[Opening DATA EXCERPTS section]

PR #1364, opened 2018-05-20
openpgp driver cleanup

marschap:
Hi,

the commits in this pull requests implement correct parsing of the hist_bytes in ATR and the hist_bytes DO as compact-TLV instead of blindly searching for the key-byte.
In addition they prepare for parsing the hist_byte DO for features becoming available with OpenPGP card version 3.0 and higher.

Tested with:
* ZeitControl OpenPGP card v2.0
* Zeitcontrol OpenPGP card v3.3
* Yubikey NEO

### DIFF
--- a/src/libopensc/card-openpgp.c
+++ b/src/libopensc/card-openpgp.c
@@ -85,8 +85,11 @@ enum _version {		/* 2-byte BCD-alike encoded version number */
 	OPENPGP_CARD_1_1 = 0x0101,
 	OPENPGP_CARD_2_0 = 0x0200,
 	OPENPGP_CARD_2_1 = 0x0201,
+	OPENPGP_CARD_2_2 = 0x0202,
 	OPENPGP_CARD_3_0 = 0x0300,
 	OPENPGP_CARD_3_1 = 0x0301,
+	OPENPGP_CARD_3_2 = 0x0302,
+	OPENPGP_CARD_3_3 = 0x0303,
 };
 
 enum _access {		/* access flags for the respective DO/file */
--- a/src/libopensc/card-openpgp.c
+++ b/src/libopensc/card-openpgp.c
@@ -505,24 +505,26 @@ static int
 pgp_get_card_features(sc_card_t *card)
 {
 	struct pgp_priv_data *priv = DRVDATA(card);
-	unsigned char *hist_bytes = card->atr.value;
-	size_t atr_len = card->atr.len;
+	u8 *hist_bytes = card->reader->atr_info.hist_bytes;
+	size_t hist_bytes_len = card->reader->atr_info.hist_bytes_len;
 	size_t i;
 	pgp_blob_t *blob, *blob6e, *blob73;
 
-	/* parse card capabilities from historical bytes */
-	for (i = 0; (i < atr_len) && (hist_bytes[i] != 0x73); i++)
-		;
-	/* IS07816-4 hist bytes 3rd function table */
-	if ((hist_bytes[i] == 0x73) && (atr_len > i+3)) {
-		/* bit 0x40 in byte 3 of TL 0x73 means "extended Le/Lc" */
-		if (hist_bytes[i+3] & 0x40) {
-			card->caps |= SC_CARD_CAP_APDU_EXT;
-			priv->ext_caps |= EXT_CAP_APDU_EXT;
+	if (hist_bytes_len > 0) {
+		/* parse card capabilities from historical bytes */
+		for (i = 0; (i < hist_bytes_len) && (hist_bytes[i] != 0x73); i++)
+			;
+		/* IS07816-4 hist bytes 3rd function table */
+		if ((hist_bytes[i] == 0x73) && (hist_bytes_len > i+3)) {
+			/* bit 0x40 in byte 3 of TL 0x73 means "extended Le/Lc" */
+			if (hist_bytes[i+3] & 0x40) {
+				card->caps |= SC_CARD_CAP_APDU_EXT;
+				priv->ext_caps |= EXT_CAP_APDU_EXT;
+			}
+			/* bit 0x80 in byte 3 of TL 0x73 means "Command chaining" */
+			if (hist_bytes[i+3] & 0x80)
+				priv->ext_caps |= EXT_CAP_CHAINING;
 		}
-		/* bit 0x80 in byte 3 of TL 0x73 means "Command chaining" */
-		if (hist_bytes[i+3] & 0x80)
-			priv->ext_caps |= EXT_CAP_CHAINING;
 	}
 
 	if (priv->bcd_version >= OPENPGP_CARD_2_0) {
--- a/src/libopensc/card-openpgp.c
+++ b/src/libopensc/card-openpgp.c
@@ -497,6 +497,41 @@ pgp_init(sc_card_t *card)
 	LOG_FUNC_RETURN(card->ctx, SC_SUCCESS);
 }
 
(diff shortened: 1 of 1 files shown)


src/libopensc/card-openpgp.c
```diff
@@ -497,6 +500,41 @@ pgp_init(sc_card_t *card)
...
+/**
+ * Internal: get features of the card: capabilities, ...
+ */
+static void
+pgp_parse_hist_bytes(sc_card_t *card, u8 *ctlv, size_t ctlv_len)
+{
+	struct pgp_priv_data *priv = DRVDATA(card);
+	size_t offs;
+
+	for (offs = 0; offs < ctlv_len; offs++) {
```
frankmorgner: I think you should better use `sc_asn1_read_tag()` to cope with longer tags/values.

It's also possible to make this functionality available to all drivers, in `iso7816.c` via something like `int iso7816_process_hist_bytes(struct sc_card *card, unsigned long *caps, const unsigned char *buf, size_t buflen);`

src/libopensc/card-openpgp.c
```diff
@@ -510,20 +545,19 @@ pgp_get_card_features(sc_card_t *card)
 	size_t i;
 	pgp_blob_t *blob, *blob6e, *blob73;
 
+	/* parse card capabilities from historical bytes in ATR */
 	if (hist_bytes_len > 0) {
```
marschap: This part deals with the hist_bytes in the ATR.
They are optional, but if present, they serve as good fallback values.

src/libopensc/card-openpgp.c
```diff
@@ -505,45 +543,33 @@ static int
...
-				/* bit 0x40 in byte 3 of TL 0x73 means "extended Le/Lc" */
-				if (blob->data[i+3] & 0x40) {
-					card->caps |= SC_CARD_CAP_APDU_EXT;
-					priv->ext_caps |= EXT_CAP_APDU_EXT;
-				}
-				/* bit 0x80 in byte 3 of TL 0x73 means "Command chaining" */
-				if (blob->data[i+3] & 0x80)
-					priv->ext_caps |= EXT_CAP_CHAINING;
-			}
+			pgp_parse_hist_bytes(card, hist_bytes+1, hist_bytes_len-4);
```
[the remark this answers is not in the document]
marschap: Correct, and this is still done for all cards with version 2.0 or higher (per the spec).
See the unchanged logic 5 lines above.

pgp_parse_hist_bytes() simply parses the hist_bytes given to it, no matter where they come from: ATR or DO.
That part of the logic has not changed.

I only re-factored the parsing of the hist_bytes:
I replaced the clumsy and error-prone linear search, which appeared duplicated in the code by a new function that correctly parses hist_bytes as compact TLVs.

src/libopensc/card-openpgp.c
marschap: Using sc_asn1_read_tag() is not possible. 
hist_bytes use compact TLV where tag & length are encoded in one byte: 
- tag in the high nibble, 
- length of the value in the low nibble.

 This is different what sc_asn1_read_tag() deals with, and there is no need to deal with longer tags/values

I am not sure it is possible to have a generic hist_byte parsing function.
- According to what I read in the specs, the format of the hist_bytes starting with certain prefixes is defined as compact-TLV, but the individual tags and their lengths/values are not defined.
E.g. the tag 0x73 (to be painfully correct: tag 0x70 with length 3) and its meaning are specific to OpenPGP cards only.
=> If we wanted to implement a generic hist_byte parser, this would require card-specifc call-back functions.
- In addition: the only other card driver that seems to deal with hist_bytes as compact TLVs is the PIV driver.
=> very limited use today

Please let this request not block the safety improvements in hist_file parsing for OpenPGP.

dengert:
Look at `sc.c` `_sc_parse_atr` which parses the ATR for you and sets 
`reader->atr_info.hist_bytes_len = n_hist;` and  `reader->atr_info.hist_bytes = p;`

It does not parse the historical bytes. But an example of a driver that does  is `card-piv.c` It looks for `Yubikey4` or `Yubikey`, or if  it compact TLV, then looks for a default AID in the historical bytes and if it is the PIV AID.  

`_sc_parse_atr` could be expanded to include some of these, or support for compact TLV tags and lengths could be added as functions.

src/libopensc/card-openpgp.c
frankmorgner: You're right regarding the use of `sc_asn1_read_tag()`.

However, I still believe that generalizing the ISO-defined compact DOs is useful. For example, you could use it in the `init()` function of the default driver (`iso7816.c`) to detect those features. (This is currently `NULL` and typically overwritten when some card driver uses `iso_ops`.) And indeed, the default selected applet in the historical bytes (as used by the PIV driver) is also ISO-defined.

frankmorgner:
There are a lot of cards out there, that have historical bytes that don't conform with the ISO definitions, so it's better to keep the parsing within the scope of the card driver!

src/libopensc/card-openpgp.c
marschap: What do you mean by " ISO-defined compact DOs"?

ISO 7816-4 only talks about historical bytes in the ATR, some ISO supported formats (COMPACT-TLV), and some defined tags in those formats.
see: http://cardwerk.com/smart-card-standard-iso7816-4-section-8-historical-bytes/

ISO does not say anything about a hist_byte DO, as used in the OpenPGP card 2+ spec.

What about accepting this pull request and see whether some of it can be generalized later.

In any case, the parsing of hist_bytes in this pull request is formally correct (it parses compact-TLV), while the old one is plain wrong (it does linear search and triggers on the first occurence of a byte that looks like a tag value, but may be anything)

Please pull, and let's not make " best" the enemy of "better"!

dengert:
Those cards do conform, in that ISO 7816-4 (2016) Table 114 - Category indicator byte says:
```
Table 114 — Category indicator byte
Value           Meaning
'00'            A status indicator shall be present as the last three historical bytes (see 12.1.1.11)
'80'            A status indicator may be present in a COMPACT-TLV data object (one, two or three bytes, see 12.1.1.11)
'81' to '8F'    RFU
-----           Any other value indicates a proprietary format.
```

Most vendors I have seen, put their name  (char)  which ends up being the last case i.e. "Any other value indicates a proprietary format". In which case any general parse of the Historical bytes would not try and parse this, leaving the card driver to parse it if needed. 

Someone could look at the @LudovicRousseau 's smartcard_list.txt to see if any known cards do not follow the above table.  

In regard to a ATR as a file, ISO 7816-4 Section 12.2.2 EF.ATR/INFO says:
"NOTE EF.ATR/INFO was called EF.ATR in the previous edition of this document...."
"If EF.ATR/INFO supports DO handling, or if its contents are not stored in a file, a card may provide its
contents by the GET DATA command (see 11.4.3)."
I believe the OpenPGP is following this and the DO can be retrieve with all the other DOs. 

Whatever we do, we should make it easier to parse compact TLV.

src/libopensc/card-openpgp.c
marschap: What about a little tit-for-tat?

I promise that I will implement something like sc_compacttlv_read_tag() and adapt the openpgp driver to it, and in return you merge this pull request.

You can use https://github.com/OpenSC/OpenSC/pull/1372 as an indication that I stick to the promises I gave.

frankmorgner: Agreed, thanks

[Closing DATA EXCERPTS section]

— HOW TO COMPLETE THIS TASK —
Count each line above where the word "Please" appears, and answer with nothing except that count.

— TASK OUTPUT —
2